In my previous post I mentioned that running the game under a debugger, would, after a while, force terminate the game.
I speculated either the debugger was being found by an API directly, or indirectly via a timing anti-debug.

I did some experiments. And the evidence points to a timing anti-debug. The time it takes to terminate the game is variable, and it turns out, it only happens if the performance of the game is rather bad. In this case, it was Olly 2's fault. There seems to be some kind of bug in Ollydbg 2.01 whereby all threads of a running application are suspended and resumed constantly, the game runs although with a 30-35% penalty. The timing anti-debug sees this, sees that more ticks are being expended than normal and with careful communication between two threads, it calls NtTerminateProcess by spawning several threads that point to a VM program(only of the thread has a different VM program than the rest)..
In most cases, what Olly is doing is normal behaviour, it's how it's usually done, but not in my case, I've observed olly idling and not doing this suspend/resume thing. The bug seems to disappear if I(at least in my case) I hit a memory breakpoint. Then olly is acting normal, and the game does not terminate, or at least not as fast as before, if the avg grows as time passes, because of small slowdowns, then it will terminate eventually.

I looked at my trace log of one of the obfuscated threads, lo and behold, RDTSC on address 3955DEA9(quick reminder there is no ASLR). The result of RDTSC is stored in EDX:EAX, these values are later used in a loop and are encrypted and stored in a table.
Now that I know what is what, I can better understand the underlying algorithm. One thing is certain, the mystery is solved.

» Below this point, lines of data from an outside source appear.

PR #3246, opened 2017-02-28
Specify listen port and wait for passive scanning

itsuugo:
This patch adds a new option to the zap-baseline.py script that permits
to specify the listening port of zap, thus we can know in advance the
port that we can use as a passive proxy.

Also, the patch adds a loop to wait for the time specified with the -m
option, that permits us to run external external software using the zap
proxy (i.e selenium) and obtain the analysis of the passive scanning. In
current implementation the script finish at the same time that the
spider, that makes impossible to control the time of the passive
scanning.

### DIFF
--- a/build/docker/zap-baseline.py
+++ b/build/docker/zap-baseline.py
@@ -87,6 +87,8 @@ def usage():
     print ('    -x report_xml     file to write the full ZAP XML report')
     print ('    -a                include the alpha passive scan rules as well')
     print ('    -d                show debug messages')
+    print ('    -P                specify listen port')
+    print ('    -D                delay in seconds to wait for passive scanning ')
     print ('    -i                default rules not in the config file to INFO')
     print ('    -j                use the Ajax spider in addition to the traditional one')
     print ('    -l level          minimum level to show: PASS, IGNORE, INFO, WARN or FAIL, use with -s to hide example URLs')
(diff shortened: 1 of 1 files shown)


itsuugo:
The rationale to not using other parameter was because I thought that it was the use case for the -m option. Anyway, I guess that adding a new parameter is better, will send a new PR with that approach.

thc202:
Not against a new PR but this one could be updated instead.

itsuugo:
I had to change the options to -P -D because -p -d were used for other features.

build/docker/zap-baseline.py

Quick reminder that timing anti-debugs are in my opinion, the most difficult to handle, it isn't as easy returning 0 on GetTickCount.

Success, defeated the antidebug of Crysis 3.

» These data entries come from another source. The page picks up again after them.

PR #3234, opened 2017-02-22
Use TreeCellRenderers to prevent HTML injection issues

psiinon:
Fixes #3224

PR #3271, opened 2017-03-07
Prevent HTML injection in the alerts pane

psiinon:
Related to #3234 but affecting JLabels instead of the tree

### DIFF
--- a/src/org/zaproxy/zap/utils/ZapLabel.java
+++ b/src/org/zaproxy/zap/utils/ZapLabel.java
@@ -1,0 +1,55 @@
+/*
+ * Zed Attack Proxy (ZAP) and its related class files.
+ * 
+ * ZAP is an HTTP/HTTPS proxy for assessing web application security.
+ * 
+ * Copyright 2017 The ZAP Development Team
+ *  
+ * Licensed under the Apache License, Version 2.0 (the "License"); 
+ * you may not use this file except in compliance with the License. 
+ * You may obtain a copy of the License at 
+ * 
+ *   http://www.apache.org/licenses/LICENSE-2.0 
+ *   
+ * Unless required by applicable law or agreed to in writing, software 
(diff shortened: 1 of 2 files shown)


src/org/zaproxy/zap/utils/ZapLabel.java
```diff
@@ -0,0 +1,56 @@
...
+
+import javax.swing.JTextArea;
+import javax.swing.UIManager;
+
+/**
+ * An alternative to JLabel which disables HTML and supports wrapping.
+ * Use this class instead of JLabel where the text could include HTML that you
+ * do not want to render.
+ * @author psiinon
+ *
```
thc202: Could you add the since tag?

src/org/zaproxy/zap/utils/ZapLabel.java
```diff
@@ -0,0 +1,56 @@
...
+ */
+public class ZapLabel extends JTextArea {
+
+	private static final long serialVersionUID = 1L;
+
+	public ZapLabel() {
+		this.setEditable(false);
```
thc202: Could be removed (already set in `setDefaults`)?

src/org/zaproxy/zap/utils/ZapLabel.java
```diff
@@ -0,0 +1,56 @@
...
+		setDefaults();
+	}
+
+	public ZapLabel(String text) {
+		super(text);
+		setDefaults();
+	}
+
+	private void setDefaults() {
+		this.putClientProperty("html.disable", Boolean.TRUE);
```
thc202: This could be removed (not needed for this UI component).

psiinon: Updated to fix those issues

thc202:
Thanks!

Well after a month I finally made progress. Turns out the error code 2001 I was getting was caused by GetTickCount returning 0 or a unreasonable value. After fixing this I got an error code value of 8011, then I patched the ProcessDebugFlags check(0x1f on NtQueryProcessInformation) and the game now runs under a debugger.

Obviously this is good news, but far from the expected result. Where is the VM? What does it do? What kind of anti-dumping techniques are used? Many more questions to be answered.

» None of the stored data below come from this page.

PR #3276, opened 2017-03-09
Require nonces on shortcuts (unless disabled)

psiinon:
Also added shortcuts to the Web UI for testing, but only if suitable options are set for automatically supplying nonces

### DIFF
--- a/src/org/zaproxy/zap/extension/api/API.java
+++ b/src/org/zaproxy/zap/extension/api/API.java
@@ -239,8 +239,14 @@ public class API {
 			JSONObject params = getParams(requestHeader.getURI().getEscapedQuery());
 
 			if (shortcutImpl != null) {
+				if (!getOptionsParamApi().isDisableKey() && !getOptionsParamApi().isNoKeyForSafeOps()) {
+					if ( ! this.hasValidKey(requestHeader, params)) {
+						throw new ApiException(ApiException.Type.BAD_API_KEY);
+					}
+				}
 				msg = shortcutImpl.handleShortcut(msg);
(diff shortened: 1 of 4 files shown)


src/org/zaproxy/zap/extension/api/API.java
```diff
@@ -239,8 +239,14 @@ public boolean handleApiRequest (HttpRequestHeader requestHeader, HttpInputStrea
 			JSONObject params = getParams(requestHeader.getURI().getEscapedQuery());
 
 			if (shortcutImpl != null) {
+				if (!getOptionsParamApi().isDisableKey() && !getOptionsParamApi().isNoKeyForSafeOps()) {
+					if ( ! this.hasValidKey(requestHeader, params)) {
+						throw new ApiException(ApiException.Type.BAD_API_KEY);
```
kingthorin: Isn't a break or return needed here? It seems the shortcut will still be processed after throwing the exception unless I'm missing something...doesn't the current flow count on the exception being unhandled?

psiinon: I dont _think_ so - if there should be a key but isnt then an exception is thrown. Otherwise `msg = shortcutImpl.handleShortcut(msg);` is called. If an exception is thrown then its handled later. Or am I missing something?

kingthorin: It's 5am....I could be wrong...

kingthorin: Nope you're right, ignore me..l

This is what SecuROM v8.10.008 packs so far.

I've identified the following anti-debug techniques.

ZwQueryInformationProcess, the parent process PID is stored in the InheritedFromUniqueProcessId field of the _PROCESS_BASIC_INFORMATION structure, which is then used in an OpenProcess call, which opens the parent process. No idea what happens when the call is made.
CreateFileA on the parent process, afterwards call to ReadFile, SecuROM tries to read the PE header supposedly.
Then we have various calls to CreateFileA on various files like ntice,sice,jcdspy etc.
FindWindow searching for various applications's windows, some of which are at or over 10 years old.
A call to EnumWindows with a custom callback function.
NtQueryObject call to check for the DebugObject.
ZwQuerySystemInformation with the SystemKernelDebuggerInformation class(0x23) which doesn't seem to indicate a debugger under Windows 7 x64.
And obviously, calls to IsDebuggerPresent,CheckRemoteDebuggerPresent,GetTickCount,QueryPerformanceCounter,GetSystemTime.

This is by far an exhaustive list. I've barely scratched the surface.

On a sidenote, GetTickCount is proving to be much more difficult to beat. Because if GetTickCount is patched to return 0, I end up getting an error code value of 2001 meaning Win95 not supported, oddly, GetTickCount was introduced in Windows 2000.